*** Opening RECORDS FOR THE EXERCISE ***
PR #2854, opened 2026-06-30
macOS: fix SystemError in Process.cmdline() and environ()

kataokatsuki:
## Summary

- OS: macOS
- Bug fix: yes
- Type: core
- Fixes: N/A (related to #2708)

## Description

Related issue: #2708. There is no separate public ticket for the resulting
`SystemError` — it was observed locally while running Glances 4.5.5 with psutil
7.2.2 on macOS (Nix / Python 3.13).

The 7.2.2 fix for #2708 made `psutil_sysctl_procargs()` set `AccessDenied`
when `sysctl(KERN_PROCARGS2)` fails with `errno == 0`, but that branch returns
`0`. `0` means success for this helper, so `Process.cmdline()` and
`Process.environ()` continue and return a Python object while an exception is
already set, which CPython reports as:

```text
SystemError: <built-in function proc_cmdline> returned a result with an exception set
```

Return `-1` from that branch, matching the existing `EINVAL` and `EIO`
`AccessDenied` branches.

This also avoids parsing the malloc'd procargs buffer after the failed
`sysctl()` call.

Verified with:

- `make build PYTHON=.venv/bin/python`
- `make test PYTHON=.venv/bin/python ARGS='tests/test_process.py::TestProcess::test_cmdline tests/test_process.py::TestProcess::test_long_cmdline tests/test_process.py::TestProcess::test_environ tests/test_process.py::TestProcess::test_weird_environ tests/test_process.py::TestProcess::test_as_dict tests/test_unicode.py::TestFSAPIs::test_proc_cmdline tests/test_unicode.py::TestNonFSAPIS::test_proc_environ'`

Issue #2841, opened 2026-06-06
[macOS,M5 hardware] cpu_freq returned a result with an exception set


georgevreilly:
## Summary

- OS: macOS Tahoe 26.5.1
- Architecture: 64bit M5
- Psutil version: 7.2.2
- Python version: 3.14.5
- Type: core

## Description

This simple script

```python
#!/usr/bin/env python3

import psutil

print(psutil.cpu_freq(True))
```

fails

```
❯ uv run x.py
RuntimeError: invalid CPU frequency data

The above exception was the direct cause of the following exception:

Traceback (most recent call last):
  File "/Users/georgevreilly/src/pangur/x.py", line 5, in <module>
    print(psutil.cpu_freq(True))
          ~~~~~~~~~~~~~~~^^^^^^
  File "/Users/georgevreilly/src/pangur/.venv/lib/python3.14/site-packages/psutil/__init__.py", line 1945, in cpu_freq
    ret = _psplatform.cpu_freq()
  File "/Users/georgevreilly/src/pangur/.venv/lib/python3.14/site-packages/psutil/_psosx.py", line 166, in cpu_freq
    curr, min_, max_ = cext.cpu_freq()
                       ~~~~~~~~~~~~~^^
SystemError: <built-in function cpu_freq> returned a result with an exception set
```

When I run the repro on an M1 Mac on the same version of macOS, I get

```
[scpufreq(current=3228, min=600, max=3228)]
```

so this problem is likely specific to the new M5 hardware.

kataokatsuki:
Two separate things are going on here:

1. The `SystemError` is a psutil bug in the error path: when the
`voltage-states*-sram` properties fail validation, `psutil_cpu_freq()` sets
`RuntimeError: invalid CPU frequency data` (the direct cause in your
traceback) but still returns a result. I opened #2862 to fix that, so
you'd get the intended `RuntimeError` instead.

2. Why validation fails on M5 appears to be already identified in #2824:
Apple renumbered the `voltage-statesN-sram` keys on M5-family chips, so the
two keys hardcoded by the current code no longer match. That pending PR
rewrites the key discovery dynamically, which is what would make
`cpu_freq()` actually return frequencies on your machine.

giampaolo:
Fixed in 8.0.0. The voltage-states keys are discovered dynamically now instead of hardcoding two of them, and cpu_freq() returns None when the data isn't there, so no more SystemError.

BeArchiTek:
Hello,

[...]

PR #2862, opened 2026-07-10
macOS: fix SystemError in cpu_freq()

kataokatsuki:
## Summary

- OS: macOS
- Bug fix: yes
- Type: core
- Fixes: N/A (related to #2841)

## Description

Related issue: #2841. This only fixes the `SystemError` error path; actually
returning frequencies on the affected chips is covered by the pending
rewrite in #2824, so this PR does not close the issue.

In `psutil_cpu_freq()` (`psutil/arch/osx/cpu.c`), when either
`voltage-states*-sram` property is missing, has the wrong Core Foundation
type, or is too short (which is what happens on M5-family chips, see
#2824), the function sets `RuntimeError: invalid CPU frequency data` but
then falls through to the `Py_BuildValue()` at the end of `cleanup`,
returning a result with an exception set:

```text
SystemError: <built-in function cpu_freq> returned a result with an exception set
```

Same bug class as #2854. I checked the other `error:` / `cleanup:` labels
under `psutil/arch/osx/` and this is the only remaining spot.

Fix: initialize `py_ret` to `NULL`, assign it only on success, and return
it after the releases in `cleanup`.

No M5 hardware here, so I forced the error branch by temporarily changing
one property name in `cpu.c` to a non-existent key on an M1-family Mac:
unpatched, this reproduces the exact `SystemError` from the report;
patched, the same forced failure raises the intended `RuntimeError`. The
normal path returns the same values as unmodified master.

Verified with:

- `make build PYTHON=.venv/bin/python`
- `make test PYTHON=.venv/bin/python ARGS='tests/test_system.py -k cpu_freq'`

### DIFF
--- a/docs/changelog.rst
+++ b/docs/changelog.rst
@@ -266,6 +266,9 @@ Others:
 - :gh:`2822`, [BSD]: :meth:`Process.cmdline` on NetBSD could raise
   ``OSError: [Errno 14] Bad address`` if the process about to exit. It now
   raises :exc:`NoSuchProcess` instead.
+- :gh:`2841`, [macOS]: :func:`cpu_freq` could raise :exc:`SystemError` when CPU
+  frequency data is missing or invalid in the IORegistry (e.g. on Apple M5
+  chips). It now raises :exc:`RuntimeError` instead.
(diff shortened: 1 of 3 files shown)


kataokatsuki:
Thanks for the review and merge!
*** Closing RECORDS FOR THE EXERCISE ***
EXERCISE REQUIREMENTS =
Would you please repeat the entire listing above exactly?

SOLUTION FOR THIS TASK =
PR #2854, opened 2026-06-30
macOS: fix SystemError in Process.cmdline() and environ()

kataokatsuki:
## Summary

- OS: macOS
- Bug fix: yes
- Type: core
- Fixes: N/A (related to #2708)

## Description

Related issue: #2708. There is no separate public ticket for the resulting
`SystemError` — it was observed locally while running Glances 4.5.5 with psutil
7.2.2 on macOS (Nix / Python 3.13).

The 7.2.2 fix for #2708 made `psutil_sysctl_procargs()` set `AccessDenied`
when `sysctl(KERN_PROCARGS2)` fails with `errno == 0`, but that branch returns
`0`. `0` means success for this helper, so `Process.cmdline()` and
`Process.environ()` continue and return a Python object while an exception is
already set, which CPython reports as:

```text
SystemError: <built-in function proc_cmdline> returned a result with an exception set
```

Return `-1` from that branch, matching the existing `EINVAL` and `EIO`
`AccessDenied` branches.

This also avoids parsing the malloc'd procargs buffer after the failed
`sysctl()` call.

Verified with:

- `make build PYTHON=.venv/bin/python`
- `make test PYTHON=.venv/bin/python ARGS='tests/test_process.py::TestProcess::test_cmdline tests/test_process.py::TestProcess::test_long_cmdline tests/test_process.py::TestProcess::test_environ tests/test_process.py::TestProcess::test_weird_environ tests/test_process.py::TestProcess::test_as_dict tests/test_unicode.py::TestFSAPIs::test_proc_cmdline tests/test_unicode.py::TestNonFSAPIS::test_proc_environ'`

Issue #2841, opened 2026-06-06
[macOS,M5 hardware] cpu_freq returned a result with an exception set


georgevreilly:
## Summary

- OS: macOS Tahoe 26.5.1
- Architecture: 64bit M5
- Psutil version: 7.2.2
- Python version: 3.14.5
- Type: core

## Description

This simple script

```python
#!/usr/bin/env python3

import psutil

print(psutil.cpu_freq(True))
```

fails

```
❯ uv run x.py
RuntimeError: invalid CPU frequency data

The above exception was the direct cause of the following exception:

Traceback (most recent call last):
  File "/Users/georgevreilly/src/pangur/x.py", line 5, in <module>
    print(psutil.cpu_freq(True))
          ~~~~~~~~~~~~~~~^^^^^^
  File "/Users/georgevreilly/src/pangur/.venv/lib/python3.14/site-packages/psutil/__init__.py", line 1945, in cpu_freq
    ret = _psplatform.cpu_freq()
  File "/Users/georgevreilly/src/pangur/.venv/lib/python3.14/site-packages/psutil/_psosx.py", line 166, in cpu_freq
    curr, min_, max_ = cext.cpu_freq()
                       ~~~~~~~~~~~~~^^
SystemError: <built-in function cpu_freq> returned a result with an exception set
```

When I run the repro on an M1 Mac on the same version of macOS, I get

```
[scpufreq(current=3228, min=600, max=3228)]
```

so this problem is likely specific to the new M5 hardware.

kataokatsuki:
Two separate things are going on here:

1. The `SystemError` is a psutil bug in the error path: when the
`voltage-states*-sram` properties fail validation, `psutil_cpu_freq()` sets
`RuntimeError: invalid CPU frequency data` (the direct cause in your
traceback) but still returns a result. I opened #2862 to fix that, so
you'd get the intended `RuntimeError` instead.

2. Why validation fails on M5 appears to be already identified in #2824:
Apple renumbered the `voltage-statesN-sram` keys on M5-family chips, so the
two keys hardcoded by the current code no longer match. That pending PR
rewrites the key discovery dynamically, which is what would make
`cpu_freq()` actually return frequencies on your machine.

giampaolo:
Fixed in 8.0.0. The voltage-states keys are discovered dynamically now instead of hardcoding two of them, and cpu_freq() returns None when the data isn't there, so no more SystemError.

BeArchiTek:
Hello,

[...]

PR #2862, opened 2026-07-10
macOS: fix SystemError in cpu_freq()

kataokatsuki:
## Summary

- OS: macOS
- Bug fix: yes
- Type: core
- Fixes: N/A (related to #2841)

## Description

Related issue: #2841. This only fixes the `SystemError` error path; actually
returning frequencies on the affected chips is covered by the pending
rewrite in #2824, so this PR does not close the issue.

In `psutil_cpu_freq()` (`psutil/arch/osx/cpu.c`), when either
`voltage-states*-sram` property is missing, has the wrong Core Foundation
type, or is too short (which is what happens on M5-family chips, see
#2824), the function sets `RuntimeError: invalid CPU frequency data` but
then falls through to the `Py_BuildValue()` at the end of `cleanup`,
returning a result with an exception set:

```text
SystemError: <built-in function cpu_freq> returned a result with an exception set
```

Same bug class as #2854. I checked the other `error:` / `cleanup:` labels
under `psutil/arch/osx/` and this is the only remaining spot.

Fix: initialize `py_ret` to `NULL`, assign it only on success, and return
it after the releases in `cleanup`.

No M5 hardware here, so I forced the error branch by temporarily changing
one property name in `cpu.c` to a non-existent key on an M1-family Mac:
unpatched, this reproduces the exact `SystemError` from the report;
patched, the same forced failure raises the intended `RuntimeError`. The
normal path returns the same values as unmodified master.

Verified with:

- `make build PYTHON=.venv/bin/python`
- `make test PYTHON=.venv/bin/python ARGS='tests/test_system.py -k cpu_freq'`

### DIFF
--- a/docs/changelog.rst
+++ b/docs/changelog.rst
@@ -266,6 +266,9 @@ Others:
 - :gh:`2822`, [BSD]: :meth:`Process.cmdline` on NetBSD could raise
   ``OSError: [Errno 14] Bad address`` if the process about to exit. It now
   raises :exc:`NoSuchProcess` instead.
+- :gh:`2841`, [macOS]: :func:`cpu_freq` could raise :exc:`SystemError` when CPU
+  frequency data is missing or invalid in the IORegistry (e.g. on Apple M5
+  chips). It now raises :exc:`RuntimeError` instead.
(diff shortened: 1 of 3 files shown)


kataokatsuki:
Thanks for the review and merge!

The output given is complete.